On Sun, May 02, 1999 at 09:29:00PM +0900, Justin Couch wrote:
: Couldn't agree more. However, what constitutes "tuning" of a system
: without reference to what you are actually going to be doing with a box.
: Apart from the machine that sits in the corner doing nothing, the box
: typically has one or two specific functions that it should be tuned for.
: Someone that builds a web server is very likely to have a completely
: different hardware setup to the local departmental database
: necessitating a different config for a "tuned" system (log/swap
: locations, on/off machine syslogging etc).
: 

Very true.  System tuning is always a hard balance of functions vs. 
functionality.  I see alot of cross referencing involved in a well put 
together page :->

: I suppose this bring us down to a little more basic question: Linux
: Performance Tuning - what is the basic aim of the information?
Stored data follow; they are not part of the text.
PR #574, opened 2018-08-21
PHPLIB-380: Add alternative topologies to Travis CI

derickr:


tests/Operation/ModifyCollectionFunctionalTest.php
```diff
@@ -25,7 +25,21 @@ public function testCollMod()
...
         $result = $modifyCollection->execute($this->getPrimaryServer());
 
-        $this->assertSame(3, $result['expireAfterSeconds_old']);
-        $this->assertSame(1000, $result['expireAfterSeconds_new']);
+        if (array_key_exists('raw', $result)) {
+            /* Sharded environment, where we only assert if a shard had a successful update. For
+             * non-primary shards that don't have chunks for the collection, the result contains a
+             * "ns does not exist" error. */
+            foreach ($result['raw'] as $shard) {
+                $shard = (array) $shard;
```
jmikola: Why not add `'document' => 'array'` to the ModifyCollection `'typeMap` option to avoid this cast? We're already doing it for "root" to allow assertions on `$result['expireAfterSeconds_old']` and the like.

tests/FunctionalTestCase.php
```diff
@@ -4,6 +4,7 @@
 
 use MongoDB\Driver\Command;
 use MongoDB\Driver\Cursor;
+use MongoDB\Driver\Exception\CommandException;
```
jmikola: Small nit, but I usually alphabetize all classes under `MongoDB\Driver` together and then list sub-namespaces afterwards (akin to a directory listing showing all files and then directories at the end). I'm not too worried if this stays as is. We might catch it down the line with code inspection and can always clean things up then.

tests/FunctionalTestCase.php
```diff
@@ -53,23 +54,32 @@ protected function getFeatureCompatibilityVersion(ReadPreference $readPreference
...
+            if (isset($document['featureCompatibilityVersion']['version']) && is_string($document['featureCompatibilityVersion']['version'])) {
+                return $document['featureCompatibilityVersion']['version'];
+            }
+
+            // MongoDB 3.4: featureCompatibilityVersion is a string
+            if (isset($document['featureCompatibilityVersion']) && is_string($document['featureCompatibilityVersion'])) {
+                return $document['featureCompatibilityVersion'];
+            }
+        } catch (CommandException $e) {
+            /* It is not possible to get the featureCompatibilityVersion from mongos, so if the
```
jmikola: Did you write this with the expectation that a future version of mongos might support querying for FCV?

Would it make sense to leave most of the original method as-is and introduce an early conditional that instead selects a server and defers to `$this->getServerVersion($readPreference)` if its type is a mongos node?

That would also avoid using a magic constant (`17`) below, and allow us to get rid of the entire try/catch here.

tests/FunctionalTestCase.php
```diff
@@ -53,23 +54,32 @@ protected function getFeatureCompatibilityVersion(ReadPreference $readPreference
...
+             * command fails, fall back to the server version if the exception's code signals it was
+             * a "no option found to get" error. */
+            if ($e->getCode() == 17) {
+                return $this->getServerVersion($readPreference);
+            }
```
jmikola: As-is, I think this `catch` should re-throw the exception if we don't return the server version. Otherwise, there is no return value and things might fail unexpectedly. Rethrowing would lead to a much clearer test failure. That said, I think my suggestion above (i.e. use an early conditional) may make this a moot point.

tests/Database/DatabaseFunctionalTest.php
```diff
@@ -162,10 +162,26 @@ public function testModifyCollection()
...
-        $this->assertSame(1000, $commandResult['expireAfterSeconds_new']);
+
+        $commandResult = (array) $commandResult;
+
+        if (array_key_exists('raw', $commandResult)) {
+            /* Sharded environment, where we only assert if a shard had a successful update. For
+             * non-primary shards that don't have chunks for the collection, the result contains a
+             * "ns does not exist" error. */
+            foreach ($commandResult['raw'] as $shard) {
+                $shard = (array) $shard;
```
jmikola: Can we make this consistent with ModifyCollectionFunctionalTest by using the following options when calling `modifyCollection()` above?

```
['typeMap' => ['root' => 'array', 'document' => 'array']]
```

derickr: Done

PR #582, opened 2018-10-02
PHPLIB-387: Support errors and unordered writes in CRUD spec tests

jmikola:
https://jira.mongodb.org/browse/PHPLIB-387

These improvements complement test revisions in https://github.com/mongodb/specifications/pull/399.

We can wait until the new spec tests are merged so that they can be incorporated into this PR; however, the test runner changes can be reviewed immediately.

### DIFF
--- a/tests/Collection/CrudSpecFunctionalTest.php
+++ b/tests/Collection/CrudSpecFunctionalTest.php
@@ -2,7 +2,11 @@
 
 namespace MongoDB\Tests\Collection;
 
+use MongoDB\BulkWriteResult;
 use MongoDB\Collection;
+use MongoDB\InsertManyResult;
+use MongoDB\Driver\Exception\BulkWriteException;
+use MongoDB\Driver\Exception\RuntimeException;
 use MongoDB\Operation\FindOneAndReplace;
 use IteratorIterator;
 use LogicException;
@@ -39,8 +43,16 @@ class CrudSpecFunctionalTest extends FunctionalTestCase
         $expectedData = isset($test['outcome']['collection']['data']) ? $test['outcome']['collection']['data'] : null;
         $this->initializeData($initialData, $expectedData);
 
-        $result = $this->executeOperation($test['operation']);
-        $this->executeOutcome($test['operation'], $test['outcome'], $result);
+        $result = null;
+        $exception = null;
+
+        try {
+            $result = $this->executeOperation($test['operation']);
+        } catch (RuntimeException $e) {
+            $exception = $e;
+        }
+
+        $this->executeOutcome($test['operation'], $test['outcome'], $result, $exception);
     }
 
     public function provideSpecificationTests()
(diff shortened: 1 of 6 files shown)


tests/Collection/CrudSpecFunctionalTest.php
```diff
@@ -116,10 +128,9 @@ private function executeOperation(array $operation)
                 );
 
             case 'bulkWrite':
-                $results = $this->prepareBulkWriteArguments($operation['arguments']);
                 return $this->collection->bulkWrite(
-                    array_diff_key($results, ['options' => 1]),
-                    $results['options']
+                    array_map([$this, 'prepareBulkWriteRequest'], $operation['arguments']['requests']),
```
jmikola: The original `prepareBulkWriteArguments()` method returned an array consisting of both requests (under numeric indices) and options (under a single associative index). I refactored that method to instead format each request element independently (hence the use of `array_map`).

tests/Collection/CrudSpecFunctionalTest.php
```diff
@@ -212,6 +233,42 @@ private function executeOutcome(array $operation, array $outcome, $actualResult)
...
+            case 'bulkWrite':
+                $insertedIds = isset($outcome['result']['insertedIds']) ? $outcome['result']['insertedIds'] : [];
+
+                if ($exception instanceof BulkWriteException) {
+                    return new BulkWriteResult($exception->getWriteResult(), $insertedIds);
+                }
+                break;
+
+            case 'insertMany':
+                $insertedIds = isset($outcome['result']['insertedIds']) ? $outcome['result']['insertedIds'] : [];
```
jmikola: Per https://github.com/mongodb/specifications/pull/399#discussion_r222099362, the spec tests will not actually contain `insertedIds` in the expected result document; however, I would like our test runner to respect `insertedIds` if it's present.

In practice, a spec test with `insertedIds` would cause our driver to fail as our BulkWrite and InsertMany operations have no way of injecting inserted IDs into the thrown BulkWriteException. Doing so would require a custom PHPLIB exception class that contained a PHPLIB write result (which does include inserted IDs).

tests/Collection/CrudSpecFunctionalTest.php
```diff
@@ -290,6 +350,7 @@ private function executeAssertResult(array $operation, $expectedResult, $actualR
 
             case 'deleteMany':
             case 'deleteOne':
+                $this->assertInternalType('array', $expectedResult);
```
jmikola: These are extra sanity checks, which appear in their own commit.

jmikola:
@derickr: This is ready for a final review.

tests/Collection/CrudSpecFunctionalTest.php
```diff
@@ -39,8 +43,16 @@ public function testSpecification(array $initialData, array $test, $minServerVer
...
 
-        $result = $this->executeOperation($test['operation']);
-        $this->executeOutcome($test['operation'], $test['outcome'], $result);
+        $result = null;
+        $exception = null;
+
+        try {
+            $result = $this->executeOperation($test['operation']);
+        } catch (RuntimeException $e) {
+            $exception = $e;
```
derickr: This assignment isn't strictly necessary. The variable will still exist outside the ``catch`` scope. You can just do ``catch (RuntimeException $exception)``.

jmikola: Noted. Just wanted to err on the side of clarity here, which is why I also initialized `$exception` above as `null`.

PR #586, opened 2018-10-25
PHPLIB-352: Only send bypassDocumentValidation if it's true

derickr:


src/Operation/Aggregate.php
```diff
@@ -299,7 +299,11 @@ private function createCommand(Server $server)
 
         $cmd['allowDiskUse'] = $this->options['allowDiskUse'];
 
-        if (isset($this->options['bypassDocumentValidation']) && \MongoDB\server_supports_feature($server, self::$wireVersionForDocumentLevelValidation)) {
+        if (
+            isset($this->options['bypassDocumentValidation']) &&
+            $this->options['bypassDocumentValidation'] &&
+            \MongoDB\server_supports_feature($server, self::$wireVersionForDocumentLevelValidation)
+        ) {
```
jmikola: Optional: refactor `isset($x) && $x` as `!empty($x)`. There's some prior art for this in the library (and in `Aggregate.php` in fact).

src/Operation/BulkWrite.php
```diff
@@ -324,7 +324,11 @@ public function execute(Server $server)
 
         $options = ['ordered' => $this->options['ordered']];
 
-        if (isset($this->options['bypassDocumentValidation']) && \MongoDB\server_supports_feature($server, self::$wireVersionForDocumentLevelValidation)) {
+        if (
+            isset($this->options['bypassDocumentValidation']) &&
+            $this->options['bypassDocumentValidation'] &&
+            \MongoDB\server_supports_feature($server, self::$wireVersionForDocumentLevelValidation)
+        ) {
```
jmikola: [CDRIVER-2685](https://jira.mongodb.org/browse/CDRIVER-2685) was addressed in 1.13, so I assume that applies to all `executeBulkWrite()` code paths (and is the reason we didn't have a corresponding PHPC ticket). That said, there's probably no harm in keeping this check here for consistency. :+1:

Are we
: providing the Every-man-and-his-dog site or just focusing on the higher
: end "professional" tuning services? That is, what level of knowledge
: assumption do we make? If we have to tell them that you shouldn't really
: run a swap file and the database log on the same partition or that you
: need to have swap space X times physical memory, are we providing
: "tuning" information or just basic setup that any reasonable unix
: sysadmin should know anyway? 

"resonable unix sysadmin" -- is there such a beast?  I think many of the people
looking into Linux as this time don't have the basic UNIX sysadmin skills 
so while providing basic system info ( sway size, etc) seems really stupid to
us, from input from the CLUG members and some of the training class I do, I've
learned to include the small points.  Now, we could deciede to state that 
these performance, configuration, tuning points assume you have a reasonably
configured system and if you don't understand that these will not be of help
to you.

: I see this along the same lines of  hardware recommendations (RAID vs
: Single disk) that the reader should know already. I am biased towards
: the higher end type site. However, I do like the idea of a general
: "before you get started, have you checked these points" set of pages
: that are sufficiently general so long as the focus of the site is not
: that way inclined.

Excellent idea.  Maybe one of the these that we need to deciede is what is a
good "baseline" to starting applying some the the performance changes?  If you
plan on making changes suggested here, make sure you have checked, a, b, c.  
This could get some of the lower level system stuff taken care of and hopefully
make people understand trying to get great disk i/o out of 4 year old IDE
drivers just won't work :)

What I think we need to make sure that un-experienced Linux users understand
that they will have to make sure their systems are up to a certain level before
the points here can have a the respected effects.